■ **Problem details**:
Look below for the line that contains "refactor: remove redundant", then copy it and each following line exactly, through and including the line that contains "Removes the redundant".

[Opening Source material section]

PR #15830, opened 2025-12-01
refactor: remove redundant ValidatorError.prototype.toString()

Srishtyshree:
Summary

Removes the redundant `toString() `method from the `ValidatorError class` in [lib/error/validator.js](https://github.com/Automattic/mongoose/blob/master/lib/error/validator.js).
A TODO comment in the code noted that this method was likely unnecessary as it duplicates the default behavior of `Error.prototype.toString() (returning ${name}: ${message})`, with the minor difference that the custom method returned only the message.

### DIFF
--- a/lib/error/validator.js
+++ b/lib/error/validator.js
@@ -33,14 +33,6 @@ class ValidatorError extends MongooseError {
     this.reason = properties.reason;
   }
 
-  /**
-   * toString helper
-   * TODO remove? This defaults to `${this.name}: ${this.message}`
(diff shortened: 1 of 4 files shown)


Srishtyshree:
@AbdelrahmanHafez  @hasezoey Can you please review this PR and let me know if any changes are needed.
Thank you

Srishtyshree:
@vkarpov15 @AbdelrahmanHafez Please review the changes and suggest improvements if any!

[Closing Source material section]

■ **Reply**:
refactor: remove redundant ValidatorError.prototype.toString()

Srishtyshree:
Summary

Removes the redundant `toString() `method from the `ValidatorError class` in [lib/error/validator.js](https://github.com/Automattic/mongoose/blob/master/lib/error/validator.js).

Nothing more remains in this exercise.